In 1885, legislation declared that the land in the Adirondack Park and the Catskill Park was to be conserved and never put up for sale or lease. The park was established in 1892, due to the activities of Colvin and other conservationists. The park was given state constitutional protection in 1894, so that the state-owned lands within its bounds would be protected forever ('forever wild'). The part of the Adirondack State Park under government control is referred to as the Adirondack Forest Preserve. Further, this became a National Historic Landmark in 1963.

Today

Ongoing efforts have been made to reintroduce native fauna that had been lost in the park during earlier exploitation. Animals in various stages of reintroduction include the American Beaver, the Fisher, the American Marten, the Moose, the Canadian Lynx, and the Osprey. Not all of these restoration efforts have been successful yet.

The park has a year-round population of about 130,000 people in dozens of villages and hamlets. Seasonal residents number about 200,000, while an estimated 7-10 million tourists visit the park annually. 

It is the largest area without a city in New York State. There are more than 3,000 lakes and 30,000 miles of streams and rivers. Many areas within the park are devoid of settlements and distant from usable roads. 

The park includes over 2,000 miles of hiking trails; these trails comprise the largest trail system in the nation. With its combination of private and public lands, its large scale and its long history as a place people have tried to coexist with nature, many see the Adirondacks as a model for the ways natural areas with human populations can be protected into the future. There are parks in India and other nations that use the Adirondacks concept.

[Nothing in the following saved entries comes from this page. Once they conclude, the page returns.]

Issue #1382, opened 2024-08-26
ucar.nc2.filter.UnknownFilterException: Unknown filter - v5.6.0 


jacobwentzib:
### Versions impacted by the bug

5.6.0 - Latest

**Environment:**
**UCAR Library Version:** cdm-core 5.6.0
**Java Version:** 21 

### What went wrong?

Recently upgraded to 5.6.0 and see the following exception being thrown where the ServiceLoader is unable to load Filters properly. 

https://github.com/Unidata/netcdf-java/blob/42186c77b9d424aeb45e333be80593c7a03c608e/cdm/core/src/main/java/ucar/nc2/filter/Filters.java#L80

Once we downgrade back to _5.5.3_ everything works properly. 

Has there been any changes to classpath or anything else that could be causes this issue? We are seeing this isolated to jar executions but IDE development with target classes runs properly.

We have created a custom ServiceLoader within our application and can see the resources being found. 

### Relevant stack trace

Being invoked from: 
Variable.class:
```java
    public Array read(Section section) throws IOException, InvalidRangeException {
        return section == null ? this._read() : this._read(Section.fill(section, this.shape));
    }
```

Error throw from above link:
_java.io.IOException: ucar.nc2.filter.UnknownFilterException: Unknown filter: no filter found with id 2_

### If you have an example file that you can share, please attach it to this issue.
If so, may we include it in our test datasets to help ensure the bug does not return once fixed?
Note: the test datasets are publicly accessible without restriction.

Yes

### Code of Conduct

- [X] I agree to follow the UCAR/Unidata Code of Conduct

tdrwenski:
- Can you add the full error stack trace?
- Are any FilterProviders getting loaded (yours or NetCDF-java's)? It looks like the error is about "id 2" which should be the `Shuffle` filter.

jacobwentzib:
NetCDF-java's FilterProviders. 

Here is the full trace: 
java.io.IOException: ucar.nc2.filter.UnknownFilterException: Unknown filter: no filter found with id 2
        at ucar.nc2.internal.iosp.hdf5.H5tiledLayoutBB.<init>(H5tiledLayoutBB.java:90) ~[cdm-core-5.6.0.jar!/:5.6.0]
        at ucar.nc2.internal.iosp.hdf5.H5iospNew.readData(H5iospNew.java:226) ~[cdm-core-5.6.0.jar!/:5.6.0]
[...]

PR #1555, opened 2026-05-12
Support customised service loader

nicobrevin:
## Description of Changes

As per #1382, adds a custom ServiceLoader#load method that supports customizing the classloader.  In our case we have something of a plugin architecture that isolates the different plugins in their own class loader.  This causes chaos and hilarity when the netcdf plugin is used,  as it is not going to execute that code with the netcdf library's classloader set as the calling thread's context classloader.  I have worked around it to some extent by finaggling our code to do a best-effort and forcibly load some of the offending netcdf classes with the context class loader set correctly, but that only works for the code that loads services in a static initializer.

The New York State Department of Environmental Conservation (DEC) is responsible for the care, custody, and management of the 2,700,000 acres of public (state) land in the Adirondack Forest Preserve. 

The Adirondack Park Agency (APA, created 1971) is a governmental agency that performs long-range planning for the future of the Adirondack State Park. It oversees development plans of private land-owners, as well as activities within the Forest Preserve. Development by private owners must be reviewed to determine if their plan is compatible with the park.

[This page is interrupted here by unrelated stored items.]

PR #1588, opened 2026-07-27
Fix StringLocker behavior.

zliebowitz:
## Description of Changes

Fix issues that could break mutual exclusions properties desired in StringLocker.

## PR Checklist

- [x] Add labels
       until ready for review

### DIFF
--- a/cdm/core/src/test/java/ucar/nc2/StringLockerTest.java
+++ b/cdm/core/src/test/java/ucar/nc2/StringLockerTest.java
@@ -1,0 +1,37 @@
+package ucar.nc2;
+
+import org.junit.Assert;
+import org.junit.Test;
+
+import java.util.concurrent.atomic.AtomicReference;
+
+public class StringLockerTest {
+  @Test
+  public void testNonconflicting() throws InterruptedException {
+    Thread t = new Thread(() -> {
+      StringLocker locker = new StringLocker();
+      locker.control("first");
+      locker.control("second");
+      locker.release("first");
+      locker.release("second");
+    });
+    t.start();
+    t.join(500);
+    Assert.assertFalse(t.isAlive());
+  }
+
+
+  @Test
+  public void testNonconflictingOtherOrder() throws InterruptedException {
+    Thread t = new Thread(() -> {
+      StringLocker locker = new StringLocker();
+      locker.control("first");
+      locker.control("second");
+      locker.release("second");
+      locker.release("first");
+    });
+    t.start();
+    t.join(500);
+    Assert.assertFalse(t.isAlive());
+  }
+}
--- a/cdm/core/src/main/java/ucar/nc2/StringLocker.java
+++ b/cdm/core/src/main/java/ucar/nc2/StringLocker.java
@@ -1,8 +1,7 @@
 package ucar.nc2;
 
-import java.util.ArrayList;
-import java.util.Collections;
-import java.util.List;
+import java.util.*;
+import java.util.concurrent.ConcurrentSkipListSet;
 
 /**
  * A list of strings that only allows one thread to use any given value at the same time.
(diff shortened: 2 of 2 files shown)


zliebowitz:
This pull request demonstrates the issue (via test) and fixes via fixing StringLocker.

I'm not sure if you'd rather go after this issue in a different fashion (removing the StringLocker), but I figure this at least shows the bug pretty directly.

cdm/core/src/test/java/ucar/nc2/StringLockerTest.java
```diff
@@ -0,0 +1,46 @@
...
+
+  @Test
+  public void testConflicting() {
+    Thread t = new Thread(() -> {
+      StringLocker locker = new StringLocker();
+      locker.control("first");
+      locker.control("second");
+      locker.release("second");
+      locker.control("first");
+      Assert.fail("first has been locked twice");
```
lesserwhirls: I cannot get this to fail on current main, and I don't know that it will. Since the control/release calls in the new `Thread` are done serially, the current implementation of `StringLocker` will wait until another thread calls release on `first` before hitting the `Assert.fail()` call. Since that does not happen, we will always hit the 50 millisecond max wait on the call to join, at which point the test continues to run and passes while the new Thread waiting on the second call of control for `first` sits active (but waiting). I think we'd need a test with multiple threads calling control and release in parallel. It could be quite difficult to actually trigger this specific case (locking a string twice) reliably. That said, I can 100% see where this could happen, but given the code changes above, would no longer be possible. I'm good with removing this test all together.

cdm/core/src/test/java/ucar/nc2/StringLockerTest.java
```diff
@@ -0,0 +1,46 @@
...
+
+import org.junit.Assert;
+import org.junit.Test;
+import org.junit.runners.model.TestTimedOutException;
+
+public class StringLockerTest {
+  @Test
+  public void testNonconflicting() {
+    StringLocker locker = new StringLocker();
+    locker.control("first");
```
lesserwhirls: It looks like purpose of this test, as well as `testNonconflictingOtherOrder`, is to make sure calls to control/release complete. The failure mode would be if, for whatever reason, the second call to control hangs in a wait state. If that is the case, then in both cases, I would run the sequence of locker calls in a new Thread. Then, as with `testConflicting`, I would call join on the thread with a `50l` timeout. The actual test would be that the thread object's `.isActive()` method would return false after the join. If it returns true, then that means something is hanging onto the thread keeping it alive (and `50 ms` should be plenty of time to make those control/release calls and complete the thread activity).

lesserwhirls (changes requested):
Thank you for your contribution! Overall the changes look great! Just a few comments regarding the tests.

cdm/core/src/test/java/ucar/nc2/StringLockerTest.java
zliebowitz: Yeah. Sorry on that, I thought I had tested something close enough on main, but I pushed a test that does seem to capture the bug locally.

If this appears flakey or you have any nervousness surrounding it, I've no issue removing the test.

cdm/core/src/test/java/ucar/nc2/StringLockerTest.java
zliebowitz: Yep. I just wanted to get some minimal test coverage to make sure I didn't completely break things (having the other test exposing the bug verify that we do hit locking cases).

cdm/core/src/test/java/ucar/nc2/StringLockerTest.java
lesserwhirls: Let's just remove this one test now and then we can get your PR merged.

lesserwhirls (approved):
Thanks so much @zliebowitz!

This system of management is distinctly different from New York's state park system, which is managed by different agencies, primarily the state's Office of Parks, Recreation and Historic Preservation. 

While it is frequently referred to as a state park, the Adirondack Park has much more in common with a national forest: it mixes private and public land and has year-round residents within its boundaries in long-established settlements. 'Adirondack Park' was Verplanck Colvin's original term for the area; it and the park itself predate by several decades the formal establishment of state parks in New York.